Ethel Sings: The Unsung Song of Ethel Rosenberg

Review by Elise Marenson

America is adept at whipping itself into frenzy over the "great unknown". With a penchant for jingoism and a simple minded view of all "isms", we should use what happened to Julius and Ethel Rosenberg as a lesson on mass hysteria. All reason, as well as our self-professed piety and sense of justice, go out the window when "they are gonna get us". We've been through it since Salem, southern lynching, Sacco and Vanzetti. In the Rosenbergs' time, the Boogie Men were the Commies among us. Today our enemies have multiplied with the dumbing down of education, an infantile Congress, 24-hour cable news, YouTube, Facebook et al.

The story of Ethel and Julius should be told now as a parable, since 9/11 rocked us into a new wave of hysteria. This piece doesn't serve Ethel Rosenberg's legacy. It is a highly stylized production that may have been tagged avant-garde in the Sixties but comes off dated, forced, and ridiculous today. (Tracy Michailidis) as Ethel Rosenberg recites her lines like she was in a school play, without real emotion to move us.

The ensemble cast in multiple roles overacts, as players do in a break-dramatic-convention piece. Every chorus, aside, silly musical number toots "see how clever we are" at the expense of story. A character played by (Adrienne C. Moore) is part broadcaster, part confidante, part alter ego to Ethel. Ms. Moore tries hard, but the role adds nothing to the narrative. The final musical number with Roy Cohn (Kevin Isola) five days before Ethel's execution demeans the outrage of her wrongful conviction. (Ari Butler) as Julius Rosenberg is refreshingly low key and noncommittal in contrast to the affectations going on around him. I suspect his inner monologue is "I can't wait for this job to end."

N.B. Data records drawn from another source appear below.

PR #2471, opened 2026-08-22
fix(dynamodb): enforce composite query order

### LINKED ISSUE #2462: [BUG] DynamoDB: Query on a composite GSI sort key does not enforce left-to-right / inequality-last ordering

thomhurst:
## Summary

- enforce left-to-right conditions for multi-attribute GSI sort keys
- require equality on every conditioned sort-key component before the final component
- apply identical validation to expression and legacy `KeyConditions` query forms

Closes #2462

## Type of change

- [x] Bug fix (`fix:`)
- [ ] New feature (`feat:`)
- [ ] Docs / chore

## AWS Compatibility

Floci returned HTTP 200 when a Query skipped an earlier composite sort-key component, or used an inequality on it before conditioning a later component. DynamoDB Local 3.3.1 rejects both with `ValidationException`. This change matches that left-to-right rule and validation message for modern expressions and legacy `KeyConditions`.

## Tests

- `./mvnw.cmd test "-Dtest=DynamoDbAccessPathValidatorTest,DynamoDbCompositeSortKeyQueryIntegrationTest,DynamoDbServiceTest"` (151 passed after rebase)
- `./mvnw.cmd -f compatibility-tests/sdk-test-java/pom.xml test-compile -DskipTests` (passed after rebase)
- SDK compatibility test against live Floci before rebase (10 passed)

## Checklist

### DIFF
--- a/compatibility-tests/sdk-test-java/src/test/java/com/floci/test/DynamoDbAccessPathValidationTest.java
+++ b/compatibility-tests/sdk-test-java/src/test/java/com/floci/test/DynamoDbAccessPathValidationTest.java
@@ -186,6 +186,7 @@ class DynamoDbAccessPathValidationTest {
     }
 
     @Test
+    @SuppressWarnings("deprecation")
     void queryRejectsInvalidCompositeSortKeyConditions() {
         assertValidationException(() -> ddb.query(request -> request
                 .tableName(TABLE)
@@ -206,6 +207,21 @@ class DynamoDbAccessPathValidationTest {
                         ":status", value("open"),
                         ":createdAt", value("2026-01-01"),
                         ":alternate", value("a1")))));
+
+        assertValidationException(() -> ddb.query(request -> request
+                .tableName(TABLE)
+                .indexName("status-index")
+                .keyConditions(Map.of(
+                        "status", condition(ComparisonOperator.EQ, "open"),
+                        "alternate", condition(ComparisonOperator.EQ, "a1")))));
+
+        assertValidationException(() -> ddb.query(request -> request
+                .tableName(TABLE)
+                .indexName("status-index")
+                .keyConditions(Map.of(
+                        "status", condition(ComparisonOperator.EQ, "open"),
+                        "createdAt", condition(ComparisonOperator.GT, "2026-01-01"),
+                        "alternate", condition(ComparisonOperator.EQ, "a1")))));
     }
 
     private static void assertValidationException(org.assertj.core.api.ThrowableAssert.ThrowingCallable call) {
--- a/compatibility-tests/sdk-test-java/src/test/java/com/floci/test/DynamoDbAccessPathValidationTest.java
+++ b/compatibility-tests/sdk-test-java/src/test/java/com/floci/test/DynamoDbAccessPathValidationTest.java
@@ -41,7 +41,8 @@ class DynamoDbAccessPathValidationTest {
                         attribute("createdAt"), attribute("alternate"))
                 .globalSecondaryIndexes(GlobalSecondaryIndex.builder()
                         .indexName("status-index")
-                        .keySchema(key("status", KeyType.HASH), key("createdAt", KeyType.RANGE))
+                        .keySchema(key("status", KeyType.HASH), key("createdAt", KeyType.RANGE),
+                                key("alternate", KeyType.RANGE))
                         .projection(Projection.builder()
                                 .projectionType(ProjectionType.INCLUDE)
                                 .nonKeyAttributes("summary")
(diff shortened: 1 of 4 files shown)


pgermosen:
Thanks for this one — nicely scoped fix. Reviewed the logic and I think it's correct:

- Traced `validateCompositeSortKeyConditions` by hand against the schema-ordered `sortKeys` list and the per-attribute equality map: a later component with any condition on it requires every earlier component to have an equality condition, which correctly covers both the "skipped middle component" case and the "inequality followed by another condition" case, and correctly still allows a trailing inequality/`BETWEEN` on the last conditioned component. Applied consistently to both `validateKeyConditionExpression` (modern) and the legacy `KeyConditions` path via the shared helper, so the two forms can't disagree — good attention to that.
- Did an independent revert-and-confirm-fail rather than trusting the PR description's own claim: disabled `validateCompositeSortKeyConditions` and all three relevant tests (`rejectsSkippedCompositeSortKey`, `rejectsCompositeSortKeyConditionAfterInequality`, `validatesLegacyCompositeSortKeyOrder`) failed with exactly the expected symptom ("Expected AwsException to be thrown, but nothing was thrown"). Restored, green.
- Full `dynamodb` package passes clean, including on a fresh merge against current `main` (no conflicts). Title and commits are clean (Conventional Commits, no AI co-authorship trailers). All CI green.

One honesty note on verification: I tried to independently confirm the exact validation message text ("RANGE key attributes X must have equality conditions specified...") against AWS's own documentation and couldn't find a primary source that quotes it verbatim — the left-to-right / equality-until-last-inequality *rule* for composite sort keys is well established, but I couldn't pin the exact string. Your description says this was verified against DynamoDB Local 3.3.1, which is a reasonable way to check parity for a fairly new DynamoDB feature (multi-attribute GSI sort keys) that doesn't have much public documentation yet — I just want to be upfront that I'm taking that specific claim on your testing rather than having verified it myself against a primary source.

Separately, and unrelated to the code: this PR's description doesn't follow the repo's PR template (no `## Type of change` checkboxes, no `## Checklist` — though you did include `Closes #2462`, which is good). Not asking you to rewrite it, just flagging it in case that matters for how it gets tracked.

Everything else looks ready to me — nice work.

hectorvent:
Thanks for the clean rebase. I checked the rebased branch keeps everything intact: the unit tests now call the widened eight argument `validateQuery` from #2469, the compatibility test file merged cleanly over #2470, and #2474's rule that every HASH attribute carries an equality condition still applies beneath the new composite ordering check. CI is green across the board at `a88cbb5`. pgermosen's review above covers the correctness verification exactly right, so just seconding it.

No blockers from my side.

hectorvent (approved):
Approved, see comment above.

Speaking of inner monologues, there is no subtext. The actors talk the history instead of real human dialogue, in a kind of collective diary. At times, Ethel has to break out of a scene to narrate, a sure way to lose any potential emotional momentum. Whether non-traditional casting is in the script or a directorial touch, it goes so far overboard as to diminish the family tragedy. Ethel's mother, Mrs. Greenglass, played by African-American (Tanesha Gary) is not so bothersome, even with her comical Yiddish. But Ethel's two young sons portrayed by adult actors spouting kid-speak is a distraction instead of shining light on their loss, two young boys thrown into a maelstrom they couldn't possibly understand.

A would-be opera singer, Ethel played Saint Joan in high school. She clings to that role with an image of her own martyrdom. With perhaps misplaced loyalty in not denouncing friends to HUAC, she refuses to save her own skin for the sake of her boys. Regardless of more recent evidence revealing Julius did sell secrets to the Soviets - and proving Ethel's innocence - I suggest the Meeropol family find a first rate screenwriter to tell their tale. For it is above all an American family story.